Land nimmt Brennpunktschulen in den Blick 

Hannover - Die Landesregierung unterstützt 20 Brennpunktschulen. "Ein Tropfen auf den heißen Stein", sagen die Grünen. Alle Brennpunktenschulen brauchen Hilfe, findet die GEW. Kultusminister Tonne verteidigt "Schule Plus" als Anfang. Projekte für das ganze Land könnten folgen.

Die Problemlisten von Brennpunktschulen in Niedersachsen sind lang: Kinder von Flüchtlingen sprechen noch kein Deutsch, das Sozialverhalten vieler Schüler verroht und die wenigen Lehrer sind überlastet. 20 solcher Schulen will das Land nun mit einem sechs Millionen Euro teuren Programm fördern. An "Schule Plus" nehmen acht Bildungsstätten in Hannover, sechs in Salzgitter und je drei in Wilhelmshaven und Delmenhorst teil. Die Schulen liegen in Vierteln, in denen wenig Kinder Deutsch sprechen, viele Familien arm und Eltern oft arbeitslos sind.
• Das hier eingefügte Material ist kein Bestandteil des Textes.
PR #34140, opened 2026-01-26
New guide for troubleshooting no data in monitors

estherk15:

- Convert internal troubleshooting guide to a public guide
-  [DOCS-11988](https://datadoghq.atlassian.net/browse/DOCS-11988)
### Merge instructions

Merge readiness:
- [ ] Ready for merge

[DOCS-11988]: https://datadoghq.atlassian.net/browse/DOCS-11988?atlOrigin=eyJpIjoiNWRkNTljNzYxNjVmNDY3MDlhMDU5Y2ZhYzA5YTRkZjUiLCJwIjoiZ2l0aHViLWNvbS1KU1cifQ


content/en/monitors/guide/troubleshooting-no-data.md
```diff
@@ -0,0 +1,193 @@
...
+
+When a monitor displays `No Data` or fails to evaluate as expected, there are several configuration settings and data characteristics to check. This guide helps you diagnose and resolve `No Data` issues in monitor evaluations, specifically:
+- [Troubleshooting the causes of No Data](#additional-causes-for-no-data).
+- [Troubleshooting why monitors are *not* alerting on No Data](#monitor-does-not-alert-on-no-data).
+
+Begin with [Key configuration settings](#key-configuration-settings) to check the three most common issues. To enable notifications, see [Enabling No Data notifications](#enabling-no-data-notifications).
+
+## Key configuration settings
+
+When a monitor shows `No Data` but you expect it to have data, check these three settings first:
```
janine-c, line 26: Can we give the user a link and maybe some additional context so they know where to find each of these settings? I did some digging in the UI and found it a little hard to guess! I wasn't sure if these settings applied to the explorer or to the monitors themselves.

content/en/monitors/guide/troubleshooting-no-data.md
```diff
@@ -0,0 +1,193 @@
...
+- Metric monitors use the evaluation window (<code>last_1h</code>).<br>
+- Service checks use the default context expiration (24 hours).
+</div>
+
+
+## Further reading
+
+{{< partial name="whats-next/whats-next.html" >}}
+
+[1]: /monitors/guide/new-group-delay/
```
janine-c:
```suggestion
[1]: /monitors/configuration/#new-group-delay
```
This link 404ed when I clicked it. I think this is the right one?

content/en/monitors/guide/troubleshooting-no-data.md
```diff
@@ -0,0 +1,193 @@
...
+  - **Do not require**: Monitor evaluates on partial data (recommended for sparse metrics).
+  - **Require**: Monitor waits for a full window before evaluating.
+
+## Additional causes for No Data
+
+{{% collapse-content title="No data actually exists" level="h3" %}}
+
+The monitor shows `No Data`, and when you graph the metric, no data appears.
+
+#### Methods to verify
```
janine-c:
```suggestion
#### Verify whether data exists
```
This doesn't have to be the exact wording! I just thought that this is really a single method, so the plural didn't make a ton of sense.

content/en/monitors/guide/troubleshooting-no-data.md
```diff
@@ -0,0 +1,193 @@
...
+1. Identify the metric (such as AWS metric or custom metric).
+2. Graph it in a notebook or dashboard.
+3. Scope to the correct timeframe.
+4. Check if data points appear.
+
+#### Understanding (no groups found) vs. No Data
+While they look similar, `(no groups found)` is specific to multi alert monitors (grouped by a tag). It indicates that the monitor has no active entities to evaluate, whereas `No Data` refers to the metric itself being empty and is controlled by your monitor's [On Missing Data](#enabling-no-data-notifications) settings.
```
janine-c: The link confused me a little - when I clicked the link, nothing in that section said "On Missing Data," and then when I looked in the UI, I didn't see anything that matched. Can we tell users the exact setting to look for, and use standardized language for it, so we don't confuse them?

content/en/monitors/guide/troubleshooting-no-data.md
```diff
@@ -0,0 +1,193 @@
...
+
+`(no groups found)` typically occurs if:
```
janine-c:
```suggestion
`(no groups found)` typically occurs in the following cases:
```
"If" makes it sound like there's a verb phrase coming, so the noun phrase sounds weird ("if your setup is new" sounds fine, but "if new setup" sounds weird, for example). This small wording edit helps it flow a little more nicely!

content/en/monitors/guide/troubleshooting-no-data.md
```diff
@@ -0,0 +1,193 @@
...
+## Additional causes for No Data
+
+{{% collapse-content title="No data actually exists" level="h3" %}}
+
+The monitor shows `No Data`, and when you graph the metric, no data appears.
+
+#### Methods to verify
+1. Identify the metric (such as AWS metric or custom metric).
+2. Graph it in a notebook or dashboard.
+3. Scope to the correct timeframe.
```
janine-c: What's "the correct timeframe"? Is it the same timeframe as the monitor, so they can double check the data? Is it something else?

content/en/monitors/guide/troubleshooting-no-data.md
```diff
@@ -0,0 +1,193 @@
...
+4. Check if data points appear.
+
+#### Understanding (no groups found) vs. No Data
+While they look similar, `(no groups found)` is specific to multi alert monitors (grouped by a tag). It indicates that the monitor has no active entities to evaluate, whereas `No Data` refers to the metric itself being empty and is controlled by your monitor's [On Missing Data](#enabling-no-data-notifications) settings.
+
+`(no groups found)` typically occurs if:
+
+- New Setup: The monitor has received no data for any groups since creation.
+- Aged Out: Previously active groups stopped reporting and have been cleared from the monitor's memory.
```
janine-c:
```suggestion
- Aged Out: Previously active groups stopped reporting and have been cleared from the monitor's memory. Different types of groups have different retention periods:
```
Not sure if this is the right terminology, but I think a helper sentence here could help smooth the transition into the bullets by providing context. These things are small, but I think they make an impact on the amount of mental load it takes for a user to keep up 🙂

content/en/monitors/guide/troubleshooting-no-data.md
```diff
@@ -0,0 +1,193 @@
...
+  - **Host/Service Checks**: Groups age out after 48 hours.
+  - **Custom**: This can be extended up to 72 hours through the **On Missing Data** setting.
+
+{{% /collapse-content %}}
+
+{{% collapse-content title="Data is sparse or delayed" level="h3" %}}
+
+Data exists but doesn't appear consistently or arrives late.
+
+#### Methods to verify
```
janine-c: I'd like to make a suggestion like above to clarify what's being verified here...but I'm not really sure! Is this verifying that the sparse data is consistently sparse? In the last step, when we tell them to observe the data points, what are they actually looking for?

content/en/monitors/guide/troubleshooting-no-data.md
```diff
@@ -0,0 +1,193 @@
...
+1. Graph the metric over 2-3 times the evaluation timeframe.
+   - Example: For a 5-minute evaluation window, graph the last 15 minutes.
+2. Observe the frequency and consistency of data points.
+
+#### Possible solutions
+- Enable **"Do not require a full window of data for evaluation"** in [Metric monitor Advanced Options][6].
```
janine-c:
```suggestion
- In [Metric monitor Advanced Options][6], enable the **"Do not require a full window of data for evaluation"** setting.
```
I like to name things in the order that the user will encounter them in, so we can save them a little mental bouncing around 🙂

content/en/monitors/guide/troubleshooting-no-data.md
```diff
@@ -0,0 +1,193 @@
...
+- Increase the evaluation window to capture more data points.
+- Add an evaluation delay to account for data ingestion delays.
+- For aggregations like `avg`, `min`, and `max`, consider a larger timeframe.
+
+For more information, see [Adjusting No Data alerts for metric monitors][2].
```
janine-c:
```suggestion
To learn how to apply these changes, see [Adjusting No Data alerts for metric monitors][2].
```
I think this is right? I thought it might be worth making it explicit, in case someone sees something like "add an evaluation delay" and panics because they don't immediately know how.

content/en/monitors/guide/troubleshooting-no-data.md
```diff
@@ -0,0 +1,193 @@
...
+
+{{% /collapse-content %}}
+
+{{% collapse-content title="Query contains a rollup" level="h3" %}}
+
+The monitor shows `No Data` even though data exists.
+
+#### Why this happens
+Rollups aggregate metric data into buckets. If the monitor doesn't have at least one complete bucket, it reports `No Data`. Datadog does not recommend defining rollups in monitor queries. Rollups make sense if you are monitoring one aggregated value over a long period or monitoring sparse metrics (typically over 24 hours).
```
janine-c: I'm not sure I understand how the last two sentences here relate to each other. Is the second sentence not something you would do with a monitor query? If not, how would you do it?

Maybe what's causing the confusion here for me is that they're not exactly parallel: "defining rollups in monitor queries" is a method of creating a query, but "if you are monitoring one aggregated value..." is a use case. If they were both methods or both use cases, I think this might be easier to follow, because they'd be easier to compare.

content/en/monitors/guide/troubleshooting-no-data.md
```diff
@@ -0,0 +1,193 @@
...
+{{% /collapse-content %}}
+
+{{% collapse-content title="Tags with N/A values" level="h3" %}}
+
+The monitor shows `No Data`, but data exists in dashboards.
+
+#### How to troubleshoot
+1. Create a notebook or dashboard with your monitor query.
+2. Look for groups with N/A tag values.
+3. Adjust your grouping or scoping to exclude N/A tags.
```
janine-c: Can we clarify what we're troubleshooting or what the user should see when they try this? I think I'd use the "verification" language used above, rather than calling this "troubleshooting," because "troubleshooting" implies a solution to me. But I'm not 100% sure on that? The last step here is different from the solution below in this section, so I'm not sure if adjusting the grouping is supposed to fix the problem (is that just for verifying?) or if the real solution is to actually change the tags.

content/en/monitors/guide/troubleshooting-no-data.md
```diff
@@ -0,0 +1,193 @@
...
+Require a full window of data
+: Found under **Advanced Options**, this setting determines whether the monitor requires a complete evaluation window of data before alerting.
+  - **Do not require**: Monitor evaluates on partial data (recommended for sparse metrics).
+  - **Require**: Monitor waits for a full window before evaluating.
+
+## Additional causes for No Data
+
+{{% collapse-content title="No data actually exists" level="h3" %}}
+
+The monitor shows `No Data`, and when you graph the metric, no data appears.
```
janine-c: I found the transitions between the drawer names and the first sentences a little jarring. They're describing pretty different things - the root cause, and the manifestation of what the user actually sees in the UI. I think we have a couple options to make this a little smoother:
- Swap them around and make the drawer names what the users sees, then put the cause inside the drawer. This would help us meet the user where they're at a little more effectively - they could be looking at a specific problem in front of them and we could connect our instructions with what they're seeing
- Add a little `#### Root cause` heading to try to smooth the transition between effect and cause; otherwise, the user has to fill in the gap themselves and that can make the reading process a little bumpier

content/en/monitors/guide/troubleshooting-no-data.md
```diff
@@ -0,0 +1,193 @@
...
+Rollups aggregate metric data into buckets. If the monitor doesn't have at least one complete bucket, it reports `No Data`. Datadog does not recommend defining rollups in monitor queries. Rollups make sense if you are monitoring one aggregated value over a long period or monitoring sparse metrics (typically over 24 hours).
+
+#### Solution
+If you use rollups in your monitor query, add an evaluation delay at least equal to the rollup period. This ensures the monitor has at least one bucket of data to evaluate. For example, a 1-hour rollup requires a 3600-second evaluation delay.
+
+<div class="alert alert-tip">The <code>cumsum</code> function is a visual function designed for dashboards and notebooks. It doesn't work reliably in monitors because monitors lack context about which timeframe to use. Instead, use <a href="/monitors/configuration/?tab=thresholdalert#cumulative-time-windows">cumulative time windows</a> to monitor cumulative metrics.</div>
+
+{{% /collapse-content %}}
+
+{{% collapse-content title="Tags with N/A values" level="h3" %}}
```
janine-c:
```suggestion
{{% collapse-content title="Tags contain N/A values" level="h3" %}}
```
The other drawer names were verb phrases, but this was a noun phrase, so it felt a little out of place.

content/en/monitors/guide/troubleshooting-no-data.md
```diff
@@ -0,0 +1,193 @@
...
+
+The monitor shows `No Data`, but data exists in dashboards.
+
+#### How to troubleshoot
+1. Create a notebook or dashboard with your monitor query.
+2. Look for groups with N/A tag values.
+3. Adjust your grouping or scoping to exclude N/A tags.
+
+#### Why this happens
+Monitors use AND logic for tags. If you group by multiple tags, the metric must have all those tags. Datadog automatically applies N/A values in dashboards when tags are missing, but in monitors, this results in a `No Data` status. For example, a query scoped by `env:production` won't match metrics where the `env` tag is N/A.
```
janine-c: This confused me a little - I think because I wasn't sure where "if you group by multiple tags" happens? In the monitor query? And then I wasn't sure where the "when tags are missing" part came from - like, which tags, the ones the user was grouping by?

content/en/monitors/guide/troubleshooting-no-data.md
```diff
@@ -0,0 +1,193 @@
...
+
+#### Solution
+Ensure that all tags specified in your monitor are present on your metric data. If any tag is missing (shows as N/A), update your metric submission to include all required tags, or adjust your monitor query to group or scope only by tags that are always available.
```
janine-c: I'm still having trouble following this. Is the root cause grouping by multiple tags? Or is it missing tags...?

content/en/monitors/guide/troubleshooting-no-data.md
```diff
@@ -0,0 +1,193 @@
...
+
+{{% /collapse-content %}}
+
+{{% collapse-content title="Insufficient historical data (Anomaly and Forecast monitors)" level="h3" %}}
+
+Anomaly or Forecast monitor shows `No Data`.
+
+#### Why this happens
+`No Data` in Anomaly or Forecast monitors is typically caused by either insufficient historical data or by the presence of rollups in your monitor query.
```
janine-c: This felt a little odd to me because there's a separate rollup section already. Does it apply differently for Anomaly or Forecast monitors?

content/en/monitors/guide/troubleshooting-no-data.md
```diff
@@ -0,0 +1,193 @@
...
+
+| Cause                        | Details                                                                                                                                                                                                                    |
+|------------------------------|----------------------------------------------------------------------------------------------------------------------------------------------------------------------------------------------------------------------------|
+| **Insufficient historical data** | - Anomaly monitors require at least 3 seasons of historical data to establish a baseline.<br>- Forecast monitors need varying amounts of historical data depending on the length of the forecast period.                |
```
janine-c: Is "season" a term users are likely to understand already? I hadn't seen it in other places timeframes came up, so just thought I'd double-check.

content/en/monitors/guide/troubleshooting-no-data.md
```diff
@@ -0,0 +1,193 @@
...
+| **Rollups in the monitor query** | Adding a rollup in the monitor query overrides Datadog's automatic rollup, which is based on your alert timeframe. Datadog automatically selects rollups to provide 4-6 data points per evaluation. Manual rollups may result in too few points, increasing the risk of `No Data` or inaccurate evaluations.<br><br> Adjusting anomaly rollups can be used to address:<br>- **Sparse metrics**: Increase the rollup interval to capture more points<br>- **Noisy metrics**: Increase the rollup to smooth data by averaging points together|
```
janine-c:
```suggestion
| **Rollups in the monitor query** | Adding a rollup in the monitor query overrides Datadog's automatic rollup, which is based on your alert timeframe. Datadog automatically selects rollups to provide 4-6 data points per evaluation. Manual rollups may result in too few points, increasing the risk of `No Data` or inaccurate evaluations.<br><br> Address anomaly rollups based on the problem you're trying to solve:<br>- **Sparse metrics**: Increase the rollup interval to capture more points<br>- **Noisy metrics**: Increase the rollup to smooth data by averaging points together|
```
This is a little confusing; in the other drawer, it sounded like rollups are bad. But this one makes it sound like they're sometimes okay?

content/en/monitors/guide/troubleshooting-no-data.md
```diff
@@ -0,0 +1,193 @@
...
+
+#### Solution
+Review both your data history and whether any manual rollups are present in your monitor query when troubleshooting `No Data` for these monitor types.
```
janine-c: This seems like a good guideline, but it feels vague for a solution. What is the user reviewing for? Maybe it would make sense to reshuffle the headings a bit if the "why this happens" section contains the information on how to fix the problem?

content/en/monitors/guide/troubleshooting-no-data.md
```diff
@@ -0,0 +1,193 @@
...
+
+{{% /collapse-content %}}
+
+{{% collapse-content title="Arithmetic with NaN values" level="h3" %}}
+
+A monitor with arithmetic (`a / b`) shows `No Data`. **Note**: This behavior is specific to monitor evaluations. Graphs may display 0 values in the same scenarios.
```
janine-c:
```suggestion
A monitor evaluation with arithmetic (`a / b`) shows `No Data`, or a graph displays 0 values.
```
I think this might be easier to read?

content/en/monitors/guide/troubleshooting-no-data.md
```diff
@@ -0,0 +1,193 @@
...
+
+#### Why this happens
+If any part of an arithmetic expression is NaN, the entire expression becomes NaN and won't evaluate. For example:
```
janine-c:
```suggestion
If any part of an arithmetic expression is NaN (Not a Number, which can happen in cases like trying to divide by zero), the entire expression becomes NaN and won't evaluate. For example:
```
I wasn't sure what NaN was, other than really making me want naan bread 😂 I wonder if a quick explainer like this might be useful?

content/en/monitors/guide/troubleshooting-no-data.md
```diff
@@ -0,0 +1,193 @@
...
+- Expression: `a + b`.
+- If `a` is NaN, then `a + b` is NaN.
+- The monitor won't evaluate.
+
+<div class="alert alert-info">The exception is that queries using `as_count()` return 0 for missing values instead of NaN. For more information, see the <a href="/monitors/guide/as-count-in-monitor-evaluations/">as_count() documentation</a>.</div>
```
janine-c:
```suggestion
<div class="alert alert-info">The exception is that queries using <code>as_count()</code> return 0 for missing values instead of NaN. For more information, see the <a href="/monitors/guide/as-count-in-monitor-evaluations/">as_count() documentation</a>.</div>
```

content/en/monitors/guide/troubleshooting-no-data.md
```diff
@@ -0,0 +1,193 @@
...
+
+#### How to troubleshoot
+1. Create a notebook or dashboard.
+2. Graph each part of the arithmetic expression separately.
+3. Identify which query returns NaN.
+4. If one query meets `No Data` criteria, the monitor behaved as expected.
```
janine-c: Might this be "at least one query"? This would happen if it were `a + b + c` and both `a` and `b` were NaN, right? Unless I'm misunderstanding?

content/en/monitors/guide/troubleshooting-no-data.md
```diff
@@ -0,0 +1,193 @@
...
+
+{{% /collapse-content %}}
+
+
+## Monitor does not alert on No Data
+
+You expect a `No Data` alert but don't receive one. Make sure you have the required settings:
```
janine-c:
```suggestion
If you expect a `No Data` alert but don't receive one, make sure you have the required settings:
```

content/en/monitors/guide/troubleshooting-no-data.md
```diff
@@ -0,0 +1,193 @@
...
+#### How to troubleshoot
+1. Create a notebook or dashboard.
+2. Graph each part of the arithmetic expression separately.
+3. Identify which query returns NaN.
+4. If one query meets `No Data` criteria, the monitor behaved as expected.
+
+{{% /collapse-content %}}
+
+
+## Monitor does not alert on No Data
```
janine-c:
```suggestion
## Troubleshoot No Data alerts
```
Might be nice to have a verb here that relates to the user's objective?

content/en/monitors/guide/troubleshooting-no-data.md
```diff
@@ -0,0 +1,193 @@
...
+2. **Notification message** must:
+   - Apply to all state changes (without conditional blocks), or
+   - Include the `{{#is_no_data}}` template variable.
+
+### Common causes for missing alerts
+If your monitor has the correct settings but still isn't alerting as expected, check if the following causes could apply to your configuration:
+
+- `No Data` timeframe is shorter than the evaluation window.
+- Notification message uses conditional blocks that exclude `No Data`.
+- Monitor has `notify_no_data` disabled.
```
janine-c: After reading other stuff on this page about troubleshooting, I got a little confused about whether these are causes or solutions (i.e., things that should not or should be true of the user's configuration). Can we frame it explicitly in terms of solutions?

content/en/monitors/guide/troubleshooting-no-data.md
```diff
@@ -0,0 +1,193 @@
...
+
+## Enabling No Data notifications
+
+1. **Notify on No Data** setting must be enabled.
+2. **No Data timeframe** should be at least 2x the evaluation window.
+3. **Notification message** must either:
+   - Apply to all state changes (no conditional blocks), or
+   - Use the `{{#is_no_data}}` template variable.
```
janine-c:
```suggestion
## Enable No Data notifications

1. Enable the **Notify on No Data** setting.
2. Set the **No Data timeframe** to at least 2x the evaluation window.
3. Set the **Notification message** to either:
   - Apply to all state changes (no conditional blocks), or
   - Use the `{{#is_no_data}}` template variable.
```
Small rephrasings to make this less of a checking procedure and more of a regular procedure 🙂

content/en/monitors/guide/troubleshooting-no-data.md
```diff
@@ -0,0 +1,193 @@
...
+
+<div class="alert alert-info">
+If <code>notify_no_data</code> is <code>true</code> but <code>no_data_timeframe</code> is missing:<br>
```
janine-c: Might be worth giving a little more context on where to find this?

content/en/monitors/guide/troubleshooting-no-data.md
estherk15: Yes, this needed to be clarified!

```suggestion
3. Scope the graph to the same timeframe as the monitor.
```

content/en/monitors/guide/troubleshooting-no-data.md
estherk15: Ended up removing this information, you're right, it's redundant!

content/en/monitors/guide/troubleshooting-no-data.md
estherk15: Yes! Added a screenshot and clarified where they can find these options.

Die Schulen bekommen zunächst bis Ende des nächsten Schuljahres 75 zusätzliche Lehrer und 25 Sozialarbeiter, wie Kultusminister Grant Hendrik Tonne (SPD) am Donnerstag in Hannover sagte. Weiter bezahle das Land den Schulen 300 Lehrerstunden extra pro Woche. Sie könnten selbst entscheiden, ob sie diese als Arbeitszeit für Lehrer nutzen, oder sich das Geld auszahlen ließen. Der Oberbürgermeister von Salzgitter, Frank Klingebiel (CDU), nannte das Programm eine "Entlastung". Das "ist aber auch zwingend notwendig", betonte er.

Viele sprechen noch kein Deutsch

"Früher gab es einen Hausmeister an der Schule, der auch die Sozialarbeit wahrgenommen hat. Wenn der gesagt hat "ihr hebt mal die Schultüte auf", dann haben die Kinder das gemacht - das läuft heute anders", sagte Klingebiel. Schule müsse immer mehr die Aufgaben von Eltern übernehmen, fügte der CDU-Politiker hinzu.

In Salzgitter kommen an manchen Schulen bis zu 85 Prozent der Schüler aus Flüchtlingsfamilien. Viele sprechen noch kein Deutsch. Ähnliche Probleme haben Klingebiel zufolge auch Wilhelmshaven und Delmenhorst. Schulen müssten Flüchtlingskinder nach zwei Jahren benoten, erklärte der Kultusminister. Oft klappe das aber nicht: Nach der Frist schrieben die Kinder nur Fünfen und Sechsen, weil die Sprache noch nicht sitze. Die teilnehmenden Schulen könnten diese Frist nach Bedarf verlängern. "Es gibt nicht die eine Musterlösung", betonte Tonne. Probleme und Lösungen seien von Schule zu Schule anders.

GEW fordert Konzept für alle Schulen in sozialen Brennpunkten

Die Gewerkschaft für Erziehung und Wissenschaft (GEW) begrüßte das Programm als Schritt in die richtige Richtung, mahnte aber an, dass es ein Gesamtkonzept für alle Schulen in sozialen Brennpunkten brauche. Die GEW nannte als Beispiele kleinere Klassen, weniger Arbeitsbelastung für Lehrer und Vollzeitstellen für pädagogische und therapeutische Fachkräfte. Auch die Opposition wies darauf hin, dass mehr als 20 Schulen im Land derartige Hilfe benötigten. Die schulpolitische Sprecherin der Grünen, Julia Hamburg, bezeichnete das Programm als "Tropfen auf den heißen Stein".

"Schule Plus" sei ein Auftakt und weitere Städte könnten folgen, sagte Kultusminister Tonne. Salzgitters Oberbürgermeister betonte, dass die Situation in Schulen ein Thema sei, das die Menschen umtreibe.